## What needs to be done
Each entry, in full: reproduce it exactly.

## Collected data entries
**********

PR #878, opened 2025-09-26
feat(@vercel/edge-config) Enforce an IO boundary around client APIs

gnoff:
Edge config is an IO library but it heavily caches the underlying IO to make reads incredibly fast. Next.js has a heuristic for prerenders that excludes IO. While we could argue that the kind of data edge-config provides is prerenderable because it has a long lifetime it is not clear that users expect this. To keep edge-config reads consistently treated as IO I've added a wrapper for the API methods which guarantees that any read will resolve in a future timeout task.

The choice of timeout is to align with React's IO semantics for what is and is not considered IO for purposes of Suspending. On edge runtimes this is unthrottled and should not add meaningful overhead. In Node.js this is at a minimum a 1ms delay if no other work takes time however since the edge config reads themselves may take longer than 1 ms often it won't be observed. Additionally as soon as one read is queued all subsequent reads that are initiated before the timeout executes will share the same boundary.

There is of course the possibility that previously scheduled events like immediates and OS IO can delay the unblocking of these APIs but if the workload is already CPU bound then reordering the resolution is not likely to meaningfully affect overall performance.

### Best reviewed with [whitespace ignored](https://github.com/vercel/storage/pull/878/files?w=1)

### DIFF
--- a/packages/edge-config/src/utils/io-boundary.ts
+++ b/packages/edge-config/src/utils/io-boundary.ts
@@ -1,0 +1,50 @@
+let blockedBoundary: null | Promise<void> = null;
+
+function getCurrentBoundary(): Promise<void> {
+  if (blockedBoundary) {
+    return blockedBoundary;
+  }
+  blockedBoundary = new Promise((resolve) => {
+    // We use setTimeout intentionally even in Node.js environments to ensure these
+    // are tracked as IO by React in Server Component environments.
+    // TODO implement a Next.js specific version so we can skip this boundary checking
+    // except where needed.
+    setTimeout(() => {
+      blockedBoundary = null;
+      resolve();
+    }, 0);
+  });
+  return blockedBoundary;
+}
+
+/**
+ * Wraps an async function to ensure that it will always yield to the event loop before
+ * resolving or rejecting.
+ */
+export function withIOBoundary<
+  /* eslint-disable @typescript-eslint/no-explicit-any -- we're wrapping */
+  F extends (...args: any[]) => Promise<any>,
+>(fn: F): F {
+  async function bounded(this: unknown, ...args: unknown[]): Promise<unknown> {
+    const boundary = getCurrentBoundary();
+    try {
+      /* eslint-disable @typescript-eslint/no-unsafe-return -- we're wrapping */
+      return await fn.call(this, ...args);
+    } finally {
+      await boundary;
+    }
+  }
+
+  try {
+    Object.defineProperty(bounded, 'name', { value: fn.name });
+  } catch {
+    // best effort
+  }
+  try {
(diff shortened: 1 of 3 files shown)


packages/edge-config/src/utils/io-boundary.ts
```diff
@@ -0,0 +1,50 @@
...
+function getCurrentBoundary(): Promise<void> {
+  if (blockedBoundary) {
+    return blockedBoundary;
+  }
+  blockedBoundary = new Promise((resolve) => {
+    // We use setTimeout intentionally even in Node.js environments to ensure these
+    // are tracked as IO by React in Server Component environments.
+    // TODO implement a Next.js specific version so we can skip this boundary checking
+    // except where needed.
+    setTimeout(() => {
```
dferber90, line 12: > however since the edge config reads themselves may take longer than 1 ms often it won't be observed

We worked very hard to make latency <1ms in the majority of Edge Config reads, as we don't go over the network. p75 is definitely under 1ms.

With this change we would **_always_** be over 1ms in observed latency if any user measures `await get("foo")`. That's quite the loss.

Is there any other way to signal an IO operation to Next.js that does not require artificially delaying the execution of the operation?

And if we absolutely must merge this I would prefer skipping the setTimeout for non-Next.js to avoid punishing other frameworks for what smells a bit like Next.js leaking its implementation details to this SDK.

Can we find another way of achieving this that does not rely on the heuristic?

packages/edge-config/src/utils/io-boundary.ts
```diff
@@ -0,0 +1,50 @@
+let blockedBoundary: null | Promise<void> = null;
+
```
dferber90, line 2: _This comment is in random place so we can have a threaded discussion_

> While we could argue that the kind of data edge-config provides is prerenderable because it has a long lifetime it is not clear that users expect this.

I'm fully on board that the default expectation is for this to be IO and not part of the prerender. For, [we have this explicit `no-store` configuration option](https://github.com/vercel/storage/blob/main/packages/edge-config/src/index.ts#L278), that is used by some users of this library to treat Edge Config more like a CMS. Would that still work with the proposed changes?

dferber90 (changes requested):
Would love to explore alternatives, if there are any, as adding 1ms would double our p75 latency <picture data-single-emoji=":dramatic-chipmunk:" title=":dramatic-chipmunk:">:dramatic-chipmunk:</picture>

dferber90 (approved):
Approving for the snapshot release as discussed. This is still missing a changeset to be release-able as a snapshot

kmk142789 (approved):

dferber90:
closing as #883 got merged in favor of this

**********

## Output for this exercise
PR #878, opened 2025-09-26
feat(@vercel/edge-config) Enforce an IO boundary around client APIs

gnoff:
Edge config is an IO library but it heavily caches the underlying IO to make reads incredibly fast. Next.js has a heuristic for prerenders that excludes IO. While we could argue that the kind of data edge-config provides is prerenderable because it has a long lifetime it is not clear that users expect this. To keep edge-config reads consistently treated as IO I've added a wrapper for the API methods which guarantees that any read will resolve in a future timeout task.

The choice of timeout is to align with React's IO semantics for what is and is not considered IO for purposes of Suspending. On edge runtimes this is unthrottled and should not add meaningful overhead. In Node.js this is at a minimum a 1ms delay if no other work takes time however since the edge config reads themselves may take longer than 1 ms often it won't be observed. Additionally as soon as one read is queued all subsequent reads that are initiated before the timeout executes will share the same boundary.

There is of course the possibility that previously scheduled events like immediates and OS IO can delay the unblocking of these APIs but if the workload is already CPU bound then reordering the resolution is not likely to meaningfully affect overall performance.

### Best reviewed with [whitespace ignored](https://github.com/vercel/storage/pull/878/files?w=1)

### DIFF
--- a/packages/edge-config/src/utils/io-boundary.ts
+++ b/packages/edge-config/src/utils/io-boundary.ts
@@ -1,0 +1,50 @@
+let blockedBoundary: null | Promise<void> = null;
+
+function getCurrentBoundary(): Promise<void> {
+  if (blockedBoundary) {
+    return blockedBoundary;
+  }
+  blockedBoundary = new Promise((resolve) => {
+    // We use setTimeout intentionally even in Node.js environments to ensure these
+    // are tracked as IO by React in Server Component environments.
+    // TODO implement a Next.js specific version so we can skip this boundary checking
+    // except where needed.
+    setTimeout(() => {
+      blockedBoundary = null;
+      resolve();
+    }, 0);
+  });
+  return blockedBoundary;
+}
+
+/**
+ * Wraps an async function to ensure that it will always yield to the event loop before
+ * resolving or rejecting.
+ */
+export function withIOBoundary<
+  /* eslint-disable @typescript-eslint/no-explicit-any -- we're wrapping */
+  F extends (...args: any[]) => Promise<any>,
+>(fn: F): F {
+  async function bounded(this: unknown, ...args: unknown[]): Promise<unknown> {
+    const boundary = getCurrentBoundary();
+    try {
+      /* eslint-disable @typescript-eslint/no-unsafe-return -- we're wrapping */
+      return await fn.call(this, ...args);
+    } finally {
+      await boundary;
+    }
+  }
+
+  try {
+    Object.defineProperty(bounded, 'name', { value: fn.name });
+  } catch {
+    // best effort
+  }
+  try {
(diff shortened: 1 of 3 files shown)


packages/edge-config/src/utils/io-boundary.ts
```diff
@@ -0,0 +1,50 @@
...
+function getCurrentBoundary(): Promise<void> {
+  if (blockedBoundary) {
+    return blockedBoundary;
+  }
+  blockedBoundary = new Promise((resolve) => {
+    // We use setTimeout intentionally even in Node.js environments to ensure these
+    // are tracked as IO by React in Server Component environments.
+    // TODO implement a Next.js specific version so we can skip this boundary checking
+    // except where needed.
+    setTimeout(() => {
```
dferber90, line 12: > however since the edge config reads themselves may take longer than 1 ms often it won't be observed

We worked very hard to make latency <1ms in the majority of Edge Config reads, as we don't go over the network. p75 is definitely under 1ms.

With this change we would **_always_** be over 1ms in observed latency if any user measures `await get("foo")`. That's quite the loss.

Is there any other way to signal an IO operation to Next.js that does not require artificially delaying the execution of the operation?

And if we absolutely must merge this I would prefer skipping the setTimeout for non-Next.js to avoid punishing other frameworks for what smells a bit like Next.js leaking its implementation details to this SDK.

Can we find another way of achieving this that does not rely on the heuristic?

packages/edge-config/src/utils/io-boundary.ts
```diff
@@ -0,0 +1,50 @@
+let blockedBoundary: null | Promise<void> = null;
+
```
dferber90, line 2: _This comment is in random place so we can have a threaded discussion_

> While we could argue that the kind of data edge-config provides is prerenderable because it has a long lifetime it is not clear that users expect this.

I'm fully on board that the default expectation is for this to be IO and not part of the prerender. For, [we have this explicit `no-store` configuration option](https://github.com/vercel/storage/blob/main/packages/edge-config/src/index.ts#L278), that is used by some users of this library to treat Edge Config more like a CMS. Would that still work with the proposed changes?

dferber90 (changes requested):
Would love to explore alternatives, if there are any, as adding 1ms would double our p75 latency <picture data-single-emoji=":dramatic-chipmunk:" title=":dramatic-chipmunk:">:dramatic-chipmunk:</picture>

dferber90 (approved):
Approving for the snapshot release as discussed. This is still missing a changeset to be release-able as a snapshot

kmk142789 (approved):

dferber90:
closing as #883 got merged in favor of this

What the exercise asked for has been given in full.